(To do)
Lines below that include the word "Looks" should each be copied.

(Given records)
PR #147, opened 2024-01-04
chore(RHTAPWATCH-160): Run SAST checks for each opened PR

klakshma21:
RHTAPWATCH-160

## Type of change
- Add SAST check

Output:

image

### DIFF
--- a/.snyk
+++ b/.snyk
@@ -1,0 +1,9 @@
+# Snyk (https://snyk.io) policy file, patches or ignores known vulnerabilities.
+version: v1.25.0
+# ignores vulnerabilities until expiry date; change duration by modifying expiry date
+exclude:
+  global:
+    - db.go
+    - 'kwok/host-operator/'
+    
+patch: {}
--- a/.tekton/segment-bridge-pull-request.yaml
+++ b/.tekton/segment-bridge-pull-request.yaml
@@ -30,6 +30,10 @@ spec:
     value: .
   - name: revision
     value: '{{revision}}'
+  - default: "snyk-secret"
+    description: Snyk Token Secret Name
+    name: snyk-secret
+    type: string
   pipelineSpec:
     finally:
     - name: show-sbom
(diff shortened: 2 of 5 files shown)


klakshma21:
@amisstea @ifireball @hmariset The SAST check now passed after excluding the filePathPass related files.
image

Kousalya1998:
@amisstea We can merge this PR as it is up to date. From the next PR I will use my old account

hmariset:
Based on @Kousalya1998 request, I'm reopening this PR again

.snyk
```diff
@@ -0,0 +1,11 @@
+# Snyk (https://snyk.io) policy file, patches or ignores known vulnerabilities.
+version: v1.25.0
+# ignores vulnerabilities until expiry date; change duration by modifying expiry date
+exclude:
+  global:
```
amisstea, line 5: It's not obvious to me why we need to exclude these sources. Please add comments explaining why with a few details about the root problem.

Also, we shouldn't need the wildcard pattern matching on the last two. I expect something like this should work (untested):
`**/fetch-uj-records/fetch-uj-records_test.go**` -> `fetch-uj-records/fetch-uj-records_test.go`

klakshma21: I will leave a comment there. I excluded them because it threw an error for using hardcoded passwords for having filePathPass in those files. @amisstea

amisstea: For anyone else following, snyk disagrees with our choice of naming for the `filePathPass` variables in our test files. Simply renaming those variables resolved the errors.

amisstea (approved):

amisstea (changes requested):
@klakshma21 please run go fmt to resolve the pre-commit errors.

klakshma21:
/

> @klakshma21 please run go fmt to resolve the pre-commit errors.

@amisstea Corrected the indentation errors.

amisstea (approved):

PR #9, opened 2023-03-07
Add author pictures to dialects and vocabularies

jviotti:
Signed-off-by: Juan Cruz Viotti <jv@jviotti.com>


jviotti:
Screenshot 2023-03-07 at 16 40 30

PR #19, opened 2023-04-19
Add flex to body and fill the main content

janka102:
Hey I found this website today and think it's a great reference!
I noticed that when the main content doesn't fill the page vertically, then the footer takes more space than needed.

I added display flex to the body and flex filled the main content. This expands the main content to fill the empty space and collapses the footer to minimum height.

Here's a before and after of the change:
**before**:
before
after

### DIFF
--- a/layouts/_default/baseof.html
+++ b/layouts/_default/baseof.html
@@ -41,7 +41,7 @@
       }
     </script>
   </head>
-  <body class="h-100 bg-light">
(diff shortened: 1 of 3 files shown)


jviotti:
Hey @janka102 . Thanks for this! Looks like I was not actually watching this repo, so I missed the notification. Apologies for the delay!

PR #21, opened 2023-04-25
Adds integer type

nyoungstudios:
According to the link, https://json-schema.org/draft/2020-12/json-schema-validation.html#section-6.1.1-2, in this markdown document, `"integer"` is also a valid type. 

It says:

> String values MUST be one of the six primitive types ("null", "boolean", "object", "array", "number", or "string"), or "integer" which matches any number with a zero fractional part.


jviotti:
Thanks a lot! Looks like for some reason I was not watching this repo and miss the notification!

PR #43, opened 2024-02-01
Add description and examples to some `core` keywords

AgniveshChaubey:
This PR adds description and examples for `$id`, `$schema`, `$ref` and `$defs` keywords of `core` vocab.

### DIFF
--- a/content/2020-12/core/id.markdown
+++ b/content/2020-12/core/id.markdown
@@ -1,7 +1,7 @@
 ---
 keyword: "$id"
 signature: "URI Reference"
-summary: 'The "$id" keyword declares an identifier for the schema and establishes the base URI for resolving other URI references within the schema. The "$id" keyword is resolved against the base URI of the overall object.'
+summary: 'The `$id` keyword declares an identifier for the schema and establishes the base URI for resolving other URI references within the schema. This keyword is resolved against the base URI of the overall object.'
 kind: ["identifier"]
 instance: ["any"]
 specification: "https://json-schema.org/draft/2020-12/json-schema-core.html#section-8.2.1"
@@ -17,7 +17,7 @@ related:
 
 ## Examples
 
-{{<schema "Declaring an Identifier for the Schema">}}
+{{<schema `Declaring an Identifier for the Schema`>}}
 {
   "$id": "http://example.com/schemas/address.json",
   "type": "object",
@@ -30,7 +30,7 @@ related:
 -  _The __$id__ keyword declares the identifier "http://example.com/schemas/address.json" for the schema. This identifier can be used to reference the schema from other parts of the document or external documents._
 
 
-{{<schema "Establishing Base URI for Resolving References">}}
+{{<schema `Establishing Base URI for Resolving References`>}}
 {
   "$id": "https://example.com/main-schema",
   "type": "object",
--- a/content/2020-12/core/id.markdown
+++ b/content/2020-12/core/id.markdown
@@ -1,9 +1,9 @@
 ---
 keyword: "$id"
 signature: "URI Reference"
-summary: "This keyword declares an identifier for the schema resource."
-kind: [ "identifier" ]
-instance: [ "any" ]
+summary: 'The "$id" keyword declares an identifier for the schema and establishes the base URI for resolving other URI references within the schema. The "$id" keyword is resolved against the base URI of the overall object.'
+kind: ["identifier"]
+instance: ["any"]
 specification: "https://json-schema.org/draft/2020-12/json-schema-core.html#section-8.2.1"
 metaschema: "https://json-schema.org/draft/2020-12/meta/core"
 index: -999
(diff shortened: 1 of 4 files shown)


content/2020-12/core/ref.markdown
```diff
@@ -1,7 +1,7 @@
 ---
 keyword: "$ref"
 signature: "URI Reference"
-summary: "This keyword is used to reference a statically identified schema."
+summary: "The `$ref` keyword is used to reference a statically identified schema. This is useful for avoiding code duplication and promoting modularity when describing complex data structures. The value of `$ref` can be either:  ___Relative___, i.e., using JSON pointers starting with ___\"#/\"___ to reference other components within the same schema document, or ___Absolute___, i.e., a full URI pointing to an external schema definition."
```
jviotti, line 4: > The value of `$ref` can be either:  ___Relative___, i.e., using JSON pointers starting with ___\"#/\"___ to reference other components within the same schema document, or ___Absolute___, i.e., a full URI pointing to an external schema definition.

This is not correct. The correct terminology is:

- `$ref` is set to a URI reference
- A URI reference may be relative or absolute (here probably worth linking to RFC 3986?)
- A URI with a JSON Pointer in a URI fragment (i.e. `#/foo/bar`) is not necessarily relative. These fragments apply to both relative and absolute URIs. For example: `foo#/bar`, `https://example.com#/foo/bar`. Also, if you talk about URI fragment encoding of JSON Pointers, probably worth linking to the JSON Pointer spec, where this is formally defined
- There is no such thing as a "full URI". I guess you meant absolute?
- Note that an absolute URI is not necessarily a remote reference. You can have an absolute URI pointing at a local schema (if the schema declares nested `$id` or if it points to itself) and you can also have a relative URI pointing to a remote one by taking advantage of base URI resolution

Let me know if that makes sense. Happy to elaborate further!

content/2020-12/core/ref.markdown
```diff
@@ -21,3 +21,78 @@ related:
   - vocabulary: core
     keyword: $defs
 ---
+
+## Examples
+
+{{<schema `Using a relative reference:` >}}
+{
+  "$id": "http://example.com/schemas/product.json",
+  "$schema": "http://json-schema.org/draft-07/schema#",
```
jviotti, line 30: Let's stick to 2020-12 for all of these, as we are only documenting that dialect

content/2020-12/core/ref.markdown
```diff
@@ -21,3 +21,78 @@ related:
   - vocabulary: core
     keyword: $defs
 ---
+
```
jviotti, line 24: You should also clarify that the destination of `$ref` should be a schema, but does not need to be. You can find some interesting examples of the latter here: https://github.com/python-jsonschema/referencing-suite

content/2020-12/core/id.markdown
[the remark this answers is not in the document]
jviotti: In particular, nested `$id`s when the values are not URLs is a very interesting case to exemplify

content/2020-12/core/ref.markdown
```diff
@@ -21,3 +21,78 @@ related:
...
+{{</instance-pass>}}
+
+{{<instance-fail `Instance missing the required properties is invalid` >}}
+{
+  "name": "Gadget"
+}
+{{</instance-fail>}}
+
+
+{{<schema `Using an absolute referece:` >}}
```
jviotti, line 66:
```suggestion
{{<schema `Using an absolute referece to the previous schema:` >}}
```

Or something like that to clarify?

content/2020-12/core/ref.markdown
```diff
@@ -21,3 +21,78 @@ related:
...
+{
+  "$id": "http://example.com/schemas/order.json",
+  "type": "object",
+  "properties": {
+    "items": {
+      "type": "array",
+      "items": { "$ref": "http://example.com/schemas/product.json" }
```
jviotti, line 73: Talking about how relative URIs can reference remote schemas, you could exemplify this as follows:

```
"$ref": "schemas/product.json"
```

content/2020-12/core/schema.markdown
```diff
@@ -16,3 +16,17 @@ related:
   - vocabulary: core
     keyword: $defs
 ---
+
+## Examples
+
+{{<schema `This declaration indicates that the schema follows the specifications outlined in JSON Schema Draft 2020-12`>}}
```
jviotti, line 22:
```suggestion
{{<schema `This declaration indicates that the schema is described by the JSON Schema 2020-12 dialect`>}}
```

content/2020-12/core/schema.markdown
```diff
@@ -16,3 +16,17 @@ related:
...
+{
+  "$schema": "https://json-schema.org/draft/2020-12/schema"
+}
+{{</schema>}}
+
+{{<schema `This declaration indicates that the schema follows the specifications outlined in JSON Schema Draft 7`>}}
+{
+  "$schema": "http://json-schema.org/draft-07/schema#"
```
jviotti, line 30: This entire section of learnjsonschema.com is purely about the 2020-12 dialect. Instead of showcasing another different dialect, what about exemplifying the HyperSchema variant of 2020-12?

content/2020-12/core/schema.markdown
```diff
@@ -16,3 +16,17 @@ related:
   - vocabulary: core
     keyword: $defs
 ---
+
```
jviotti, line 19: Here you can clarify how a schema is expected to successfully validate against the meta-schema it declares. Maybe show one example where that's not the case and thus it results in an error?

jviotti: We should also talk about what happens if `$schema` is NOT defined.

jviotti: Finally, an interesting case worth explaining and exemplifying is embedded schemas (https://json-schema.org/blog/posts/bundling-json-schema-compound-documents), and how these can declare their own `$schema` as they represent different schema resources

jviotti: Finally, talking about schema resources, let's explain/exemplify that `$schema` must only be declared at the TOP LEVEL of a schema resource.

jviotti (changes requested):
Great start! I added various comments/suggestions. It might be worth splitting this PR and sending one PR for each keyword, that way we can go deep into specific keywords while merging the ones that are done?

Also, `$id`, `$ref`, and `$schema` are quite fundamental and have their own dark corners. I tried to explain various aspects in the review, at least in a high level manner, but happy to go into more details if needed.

(Exercise result)
Hey @janka102 . Thanks for this! Looks like I was not actually watching this repo, so I missed the notification. Apologies for the delay!
Thanks a lot! Looks like for some reason I was not watching this repo and miss the notification!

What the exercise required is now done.